| Bug #34077 | Storing auto_increment counter on the disk. | ||
|---|---|---|---|
| Submitted: | 26 Jan 2008 10:38 | Modified: | 20 Oct 2008 21:39 |
| Reporter: | Andrej Nagy | Email Updates: | |
| Status: | Duplicate | Impact on me: | |
| Category: | MySQL Server: InnoDB storage engine | Severity: | S4 (Feature request) |
| Version: | 5.0-bk | OS: | Any (AUTO_INCREMENT) |
| Assigned to: | Assigned Account | CPU Architecture: | Any |
[26 Jan 2008 10:38]
Andrej Nagy
[29 Jan 2008 11:56]
Susanne Ebrecht
Thank you for your bug report.
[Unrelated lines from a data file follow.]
PR #2482, opened 2025-01-08
fix(test): fix local unit tests behind proxy

mgermerie:
## Description

Use undici to prevent unit tests failure when fetching behind proxy. See https://github.com/nodejs/undici/discussions/2167.


Desplandis (approved):
Tested on IGN's proxy, it works!

PR #2525, opened 2025-03-17
Further simplify tile subdivision mechanism

jailln:
Based on #2521

Related to #2522

* TiledGeometryLayer tiles are not built in promises anymore (useless since #2521 since they are built synchronously)
* remove TileMesh.pendingSubdivision that also becomes useless since #2521


gchoqueux:
I agree that pendingSubdivision should be removed. At the time of development, we introduced tile asynchronicity to handle streamed DEM tiles or to compute tiles in workers.

gchoqueux:
We need to remove `pendingSubdivision `and `hasEnoughTexturesToSubdivide`, which are only used during texture initialization.
A local texture, used to initialize the level 0 tile, would make these properties unnecessary.

gchoqueux:
When you remove tiles instancing from scheduler, there is no more  earlyDropFunction mechanism, to avoid unnecessary instancing.

gchoqueux:
Sorry,  `earlyDropFunction` doesn't exist for `TiledGeometryLayer`

packages/Main/src/Core/Prefab/TileBuilder.ts
```diff
@@ -100,21 +98,18 @@ export function newTileGeometry(
...
-                        index: cachedBuffers.index.array as
-                            Uint8Array | Uint16Array | Uint32Array,
-                        uv: cachedBuffers.uv.array as Float32Array,
-                    }
-                    : undefined,
-            );
-        } catch (e) {
-            return Promise.reject(e);
-        }
+        // TODO removed a try catch here that didn't seem needed after a first quick look, but needs to be re-checked
```
gchoqueux, line 101: Yes, there's no need to add a try block. Could remove comment

packages/Main/src/Layer/LayerUpdateStrategy.js
```diff
@@ -11,12 +11,7 @@ export const STRATEGY_GROUP = 1;
...
 
-function _minimizeNetworkTraffic(node, nodeLevel, currentLevel, source) {
-    // TO DO source.isVectorTileSource is a temp fix for pendingSubdivision.
-    // see issue https://github.com/iTowns/itowns/issues/2214
-    if (node.pendingSubdivision && !source.isVectorTileSource) {
-        return currentLevel;
-    }
+function _minimizeNetworkTraffic(node, nodeLevel) {
     return nodeLevel;
 }
```
gchoqueux, line 16: this method could be removed

packages/Main/src/Layer/LayerUpdateStrategy.js
```diff
@@ -74,7 +69,7 @@ export function chooseNextLevelToFetch(strategy, node, nodeLevel = node.level, c
             // default strategy
             case STRATEGY_MIN_NETWORK_TRAFFIC:
             default:
-                nextLevelToFetch = _minimizeNetworkTraffic(node, nodeLevel, currentLevel, layer.source);
+                nextLevelToFetch = _minimizeNetworkTraffic(node, nodeLevel);
```
gchoqueux, line 72: If you remove `_minimizeNetworkTraffic`

```suggestion
     nextLevelToFetch = nodeLevel
```

packages/Main/src/Layer/TiledGeometryLayer.js
```diff
@@ -303,13 +303,6 @@ class TiledGeometryLayer extends GeometryLayer {
         if (!node.parent) {
             return ObjectRemovalHelper.removeChildrenAndCleanup(this, node);
         }
-        // early exit if parent' subdivision is in progress
-        if (node.parent.pendingSubdivision) {
-            node.visible = false;
-            node.material.visible = false;
-            this.info.update(node);
```
gchoqueux: the updating info is released in each case ?

packages/Main/src/Layer/TiledGeometryLayer.js
```diff
@@ -320,10 +313,10 @@ class TiledGeometryLayer extends GeometryLayer {
             node.material.visible = true;
             this.info.update(node);
 
-            if (node.pendingSubdivision || (TiledGeometryLayer.hasEnoughTexturesToSubdivide(context, node) && this.subdivision(context, this, node))) {
+            if (this.subdivision(context, this, node)) {
                 this.subdivideNode(context, node);
                 // display iff children aren't ready
-                node.material.visible = node.pendingSubdivision;
+                node.material.visible = false;
                 this.info.update(node);
```
gchoqueux, line 320: `this.info.update(node);` Could this call be written only once in this method?

packages/Main/src/Layer/TiledGeometryLayer.js
```diff
@@ -422,39 +415,16 @@ class TiledGeometryLayer extends GeometryLayer {
      * @param {Object} context - The context of the update; see the {@link
      * MainLoop} for more informations.
      * @param {TileMesh} node - The node to subdivide.
-     * @return {Promise}  { description_of_the_return_value }
      */
     subdivideNode(context, node) {
-        if (!node.pendingSubdivision && !node.children.some(n => n.layer == this)) {
+        if (!node.children.some(n => n.layer == this)) {
```
gchoqueux, line 420: may be could be write  
`if (node.children.length)`Because the children can only be on the same node's layer (to be verified).

PR #2526, opened 2025-03-21
chore(typescript): add support for __DEBUG__ and glsl imports

Desplandis:
## Description

This PR adds support on the typescript side for the following constructs:
- The `__DEBUG__` global which is not defined prior the compilation step
- The `*.glsl` imports which are not valid javascript/typescript but are inlined as string during the compilation step


AnthonyGlt (approved):
Thank you :D

PR #2527, opened 2025-03-26
feat(VR): add control event

AnthonyGlt:
## Description
Add an event when we add the control handler in a webxr context

## Motivation and Context
To access the method of [VRControls.js](https://github.com/iTowns/itowns/blob/3c1bb1c81c79c82685b459df55c3368e6fe568ff/packages/Main/src/Controls/VRControls.js) from [WebXR.js](https://github.com/iTowns/itowns/blob/3c1bb1c81c79c82685b459df55c3368e6fe568ff/packages/Main/src/Renderer/WebXR.js), we need to now when it is initialized.
By adding an event, we can know when we can access it

### DIFF
--- a/packages/Main/src/Main.js
+++ b/packages/Main/src/Main.js
@@ -25,6 +25,7 @@ export { default as FirstPersonControls } from 'Controls/FirstPersonControls';
 export { default as StreetControls } from 'Controls/StreetControls';
 export { default as PlanarControls } from 'Controls/PlanarControls';
 export { default as VRControls } from 'Controls/VRControls';
+export { VR_EVENTS } from 'Renderer/WebXR';
 export { CONTROL_EVENTS } from 'Controls/GlobeControls';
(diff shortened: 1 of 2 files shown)


mgermerie (approved):
That's fine for me. Just a question for my understanding: I could not see in iTowns repo any case where `WebXR` is instantiated without calling `WebXR.initializeWebXR()` right after it. So is there a case where the initialization could be delayed ? Such a case creates the need of an event instead of directly accessing the property.

AnthonyGlt:
> That's fine for me. Just a question for my understanding: I could not see in iTowns repo any case where `WebXR` is instantiated without calling `WebXR.initializeWebXR()` right after it. So is there a case where the initialization could be delayed ? Such a case creates the need of an event instead of directly accessing the property.

True... Maybe we could directly call the initializeWebXR in the constructor of WebXR. I don't see a case where we will need to delay it :thinking:

PR #2546, opened 2025-05-26
Migration to lil-gui library (from dat-gui)

ftoromanoff:
In the example we are currently using the dat.gui library as it was the library used in three.js.
But dat-gui is no longer maintained.

Three.js has chose to migrate to lil-gui, and it seems the best choice to follow them.

In this PR, I did migrate to lil-gui for the pointCloud example to test and show how it can be done.

If you have ay remarqs before we move all example to that library and remove dat-gui form itowns.

### DIFF
--- a/examples/copc_simple_loader.html
+++ b/examples/copc_simple_loader.html
@@ -15,7 +15,7 @@
         </style>
 
         <meta name="viewport" content="width=device-width, initial-scale=1.0">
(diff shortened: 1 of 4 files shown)


AnthonyGlt (commented):
Thank you for this MR!

dat.gui.min.js is used in a lot of examples. Could you do this update everywhere ?

ftoromanoff:
Hello,
I opened an issue about that #2554.
As it is not a priority, I propose we migrate it litle by little, instead of waiting to do it all at once.

AnthonyGlt (approved):

Issue #2305, opened 2024-03-25
[PROPOSAL] Error as value instead of throwing during picking


HoloTheDrunk:
## Your Environment

* Version used: commit 9fa4cde79b138548c5b897ea78bd2a88d0946029
* Browser Name and version: Firefox 123.0 (64-bit)
* Operating System and version (desktop or mobile): Ubuntu 22.04.4 LTS x86_64

## Context

Datasets should ideally be clean of artifacts, but that's rarely the case so failing an entire picking call for a single artifact encounter is ineffective.
This happens for example when picking certain NaN-ed out points in point cloud datasets while using proj4.

## Expected Behavior

The picking routine should catch the errors and return them as values along with the valid results.

## Actual Behavior

The picking routine `pickPointsAt` in `src/Core/Picking.js` does not catch errors and instead passes them along, leading to a discard of possibly valid and unrelated results when `Coordinates::spatialEuclideanDistanceTo` throws an error.

## Possible Cause/Fix/Solution

Catching thrown errors per-point and transforming them into error values to push into the `result` array. This should not incur additional runtime costs at least on the V8 engine.

HoloTheDrunk:
It just hit me that this would be even better handled by making the function a generator and keeping the current throw mechanism.

PR #2547, opened 2025-05-26
Fix Picking - No geometry or unloaded points should not be taken for picking

Pourfex:
## Description
During point cloud picking, there is a chance that point being picked are unloaded; due to : 

- The point budget is reached
- Nodes are being loaded/unloaded
- The camera is moving quickly
- The view is being panned/zoomed

## Motivation and Context

This means that in Picking.js line 181
```
pointPos.fromBufferAttribute(o.geometry.attributes.position, candidates[i].index);
```
Will return a (0,0,0) value, thus giving incorrect compute and even crash the line 189 :

```
const dist = pointPosCoord.spatialEuclideanDistanceTo(cameraPosCoord);
```

With no try/catch mecanism; the picking fails and user cannot click anywhere, with a spatialEuclideanDistanceTo problem which is misleading.

We propose to check the geometry.attributes.position validity to ensure we have correct calculation, otherwise we should skip this unloaded point. The check could also have been been done using

```
o.userData.node.octreeIsLoaded
```

But we also need to check is the object picked is a PointCloudNode type and so on. We prefered 

```
  // Skip if geometry is invalid or missing position attribute
  if (!o.geometry || !o.geometry.attributes || !o.geometry.attributes.position) {
      return;
  }
```

as it would be more generic.

Very likely solve : 
https://github.com/iTowns/itowns/issues/2305 

Browser : firefox & chrome 136, itowns latest 2.45.1, macOS 15.

### DIFF
--- a/packages/Main/src/Core/Picking.js
+++ b/packages/Main/src/Core/Picking.js
@@ -169,6 +169,10 @@ export default {
                 // disable picking mode
                 o.material.enablePicking(false);
 
+                // Skip if geometry is invalid or missing position attribute
+                if (!o.geometry || !o.geometry.attributes || !o.geometry.attributes.position) {
+                    return;
+                }
                 // if baseId matches objId, the clicked point belongs to `o`
                 for (let i = 0; i < candidates.length; i++) {
                     if (candidates[i].objId == o.baseId) {


Desplandis (approved):
Managed to reproduce the issue...
Thanks for the fix =)

PR #2548, opened 2025-05-26
fix(OrientationUtils): add all lcc aliases

ftoromanoff:
add all lcc aliases in OrientationUtils.js

### DIFF
--- a/packages/Geographic/src/OrientationUtils.ts
+++ b/packages/Geographic/src/OrientationUtils.ts
@@ -413,7 +413,12 @@ export function quaternionFromEnuToCRS(
     const proj = typeof crsOrProj === 'string' ? proj4.defs(crsOrProj) : crsOrProj;
     switch (proj.projName) {
         case 'geocent': return quaternionFromEnuToGeocent();
-        case 'lcc': return quaternionFromEnuToLCC(proj as LCCProjection);
+        case 'lcc':
+        case 'Lambert Tangential Conformal Conic Projection':
+        case 'Lambert_Conformal_Conic':
+        case 'Lambert_Conformal_Conic_1SP': case 'Lambert_Conformal_Conic_2SP':
+        case 'Lambert Conic Conformal (1SP)': case 'Lambert Conic Conformal (2SP)':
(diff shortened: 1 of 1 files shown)


mbredif:
It looks that these projName values are indeed standard aliases in proj4js.
Can't we be a bit more generic and generalize this PR to the 4 supported projection types and use the `names` arrays exported by the projections instead of listing the aliases explicitly ?

https://github.com/proj4js/proj4js/blob/master/lib/projections/lcc.js#L130-L138
https://github.com/proj4js/proj4js/blob/master/lib/projections/geocent.js#L20
https://github.com/proj4js/proj4js/blob/master/lib/projections/tmerc.js#L160
https://github.com/proj4js/proj4js/blob/master/lib/projections/longlat.js#L10

Out of curiosity, what usage triggered the need for the lcc aliases ?

ftoromanoff:
> It looks that these projName values are indeed standard aliases in proj4js. Can't we be a bit more generic and generalize this PR to the 4 supported projection types and use the `names` arrays exported by the projections instead of listing the aliases explicitly ?
> 
> https://github.com/proj4js/proj4js/blob/master/lib/projections/lcc.js#L130-L138 https://github.com/proj4js/proj4js/blob/master/lib/projections/geocent.js#L20 https://github.com/proj4js/proj4js/blob/master/lib/projections/tmerc.js#L160 https://github.com/proj4js/proj4js/blob/master/lib/projections/longlat.js#L10
> 
> Out of curiosity, what usage triggered the need for the lcc aliases ?

I did the modification based on your idea, It's more in line with what you had in mind ?

As I am implementing reporjection 'a la volée' for point cloud data, we need to support all crs that we get from the data metadata.

ftoromanoff:
@mbredif

gchoqueux (approved):

Desplandis:
@ftoromanoff I saw that you used `@ts-expect-error`. If the `oproj` field, why not contribute to the type definition of proj4 or just extend the interface from iTowns? We should limit the use of `ts-expect-error` to the strict minimum.

PR #2549, opened 2025-05-27
fix: use a fresh page when loading an example

HoloTheDrunk:
## Description

Create and use a new puppeteer `Page` for every call to `loadExample`. This likely lengthens the functional testing process, but it's an easy way to avoid leakage that leads to bugs that are hard to debug.

## Motivation and Context

We encountered strange CI errors during the last push for the merge of #2477 that we tracked down to being an issue of page state being left over between examples.


Desplandis:
Yeah, errors when quitting the previous test/page leaked into the next test...
As for performance, I think that closing/creating another page is negligible compared to setting up a 3D context. x)

Desplandis (approved):
Tested on a functional test with a fake example URL and another one with a top-level exception on the HTML example. Both tests failed as they should do.

PR #2550, opened 2025-06-02
feat: Add gamma and ambient boost option for Point Shader

Pourfex:
To have better visualization of Point cloud under shadowed conditions (trees, underground utilities, capture device shadow...)

## Description
Had two options for point cloud vizualisation on the point cloud shader : 
- Gamma : Enhance gamma with explanation here https://pyimagesearch.com/2015/10/05/opencv-gamma-correction/ 
- Ambient boost : Have clamped illumination for pixels with explanation here : https://docs.opencv.org/4.x/d3/dc1/tutorial_basic_linear_transform.html

## Motivation and Context

In point cloud data, some acquisition techniques do have shadows in their results.
Shadows that comes from trees, side of a trench, captation device (lidar, people with camstick...) and so on.

Having those two options greatly helps for better understanding of those shadowed area, video here : 
shadow_point_cloud2

Itowns 2.45.1.

### DIFF
--- a/packages/Debug/src/PointCloudDebug.js
+++ b/packages/Debug/src/PointCloudDebug.js
@@ -156,6 +156,13 @@ export default {
         if (layer.material.shape != undefined) {
             styleUI.add(layer.material, 'shape', PNTS_SHAPE).name('Shape mode').onChange(update);
         }
+        if (layer.material.gamma != undefined) {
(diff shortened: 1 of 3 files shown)


HoloTheDrunk (approved):
Nice addition, thank you for the PR.

PR #2552, opened 2025-06-05
feat(Main): Add tsc command to generate types for typescript integration

ketourneau:
## Description
We need to have types for typescript integration

## Motivation and Context
`tsc` command is already present in Geographic package.
I think it's missing in Main package.

### DIFF
--- a/packages/Main/package.json
+++ b/packages/Main/package.json
@@ -10,7 +10,7 @@
   },
   "scripts": {
     "lint": "eslint \"src/**/*.{js,ts,tsx}\" \"test/**/*.js\"",
-    "transpile": "cross-env BABEL_DISABLE_CACHE=1 babel src --out-dir lib --extensions .js,.ts",
+    "transpile": "tsc && cross-env BABEL_DISABLE_CACHE=1 babel src --out-dir lib --extensions .js,.ts",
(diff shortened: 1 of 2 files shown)


HoloTheDrunk (approved):
Fine with this once the tests pass, thank you for the PR!

Not entirely sure what the source of the issue is, the error is a bit cryptic. Looking into it but my search has proven unfruitful so far.

ketourneau:
@HoloTheDrunk I found solution by adding to tsconfig :
```
"paths": {
            "3d-tiles-renderer": [
                "../../../node_modules/3d-tiles-renderer/src/index.js"
            ]
}
```

HoloTheDrunk (changes requested):
Seems like the issue comes from upstream where they don't specify the `"types"` entry-point in their `package.json`. Given the already complex build process, we'd rather avoid band-aid fixes using most frightening relative paths.
Best we can recommend to fix this issue while we wait for upstream to fix this is to add a `/** @type{any} */` above the `this.tilesRenderer` in `OGC3DTilesLayer.js` on line 281.

ketourneau:
Ok indeed it seems to be a better temporary solution !

HoloTheDrunk (approved):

This issue has already been fixed in the latest released version of that product, which you can download at
http://www.mysql.com/downloads/
Our newest version at the moment is: MySQL 5.0.51
I tested with MySQL 5.0.38 and 5.0.51, same results. Look here:
mysql> create table t(id serial, num integer) engine=innodb;
mysql> show create table t\G
*************************** 1. row ***************************
Table: t
Create Table: CREATE TABLE `t` (
`id` bigint(20) unsigned NOT NULL auto_increment,
`num` int(11) default NULL,
UNIQUE KEY `id` (`id`)
) ENGINE=InnoDB DEFAULT CHARSET=latin1
mysql> insert into t(num) values(1),(2),(3),(4),(5);
mysql> select * from t;
+----+------+
| id | num |
+----+------+
| 1 | 1 |
| 2 | 2 |
| 3 | 3 |
| 4 | 4 |
| 5 | 5 |
+----+------+
mysql> delete from t;
Query OK, 5 rows affected (0.02 sec)
mysql> select * from t;
Empty set (0.00 sec)
mysql> show create table t\G
*************************** 1. row ***************************
Table: t
Create Table: CREATE TABLE `t` (
`id` bigint(20) unsigned NOT NULL auto_increment,
`num` int(11) default NULL,
UNIQUE KEY `id` (`id`)
) ENGINE=InnoDB AUTO_INCREMENT=6 DEFAULT CHARSET=latin1
mysql> insert into t(num) values(1),(2),(3),(4),(5);
mysql> select * from t;
+----+------+
| id | num |
+----+------+
| 6 | 1 |
| 7 | 2 |
| 8 | 3 |
| 9 | 4 |
| 10 | 5 |
+----+------+
[29 Jan 2008 13:07]
Susanne Ebrecht
Sorry, my misstake. I forget the restart.
On the same session:
mysql> delete from t;
mysql> show create table t\G
*************************** 1. row ***************************
Table: t
Create Table: CREATE TABLE `t` (
`id` bigint(20) unsigned NOT NULL auto_increment,
`num` int(11) default NULL,
UNIQUE KEY `id` (`id`)
) ENGINE=InnoDB AUTO_INCREMENT=11 DEFAULT CHARSET=latin1
mysql> \q
$ ./bin/mysqladmin shutdown
$ ./libexec/mysqld --defaults-file=...
mysql> show create table t\G
*************************** 1. row ***************************
Table: t
Create Table: CREATE TABLE `t` (
`id` bigint(20) unsigned NOT NULL auto_increment,
`num` int(11) default NULL,
UNIQUE KEY `id` (`id`)
) ENGINE=InnoDB DEFAULT CHARSET=latin1
mysql> insert into t(num) values(1),(2),(3),(4),(5);
mysql> select * from t;
+----+------+
| id | num |
+----+------+
| 1 | 1 |
| 2 | 2 |
| 3 | 3 |
| 4 | 4 |
| 5 | 5 |
+----+------+
The id is 1 instead of 11.
Using MyISAM all works as expected. After Shutdown/Start the next id is 11.
[2 Feb 2008 0:00]
Mattias Jonsson
This is partly documented behavior. From http://dev.mysql.com/doc/refman/5.0/en/innodb-auto-increment-handling.html Beginning with MySQL 5.0.3, InnoDB supports the AUTO_INCREMENT = N table option in CREATE TABLE and ALTER TABLE statements, to set the initial counter value or alter the current counter value. The effect of this option is canceled by a server restart, for reasons discussed earlier in this section.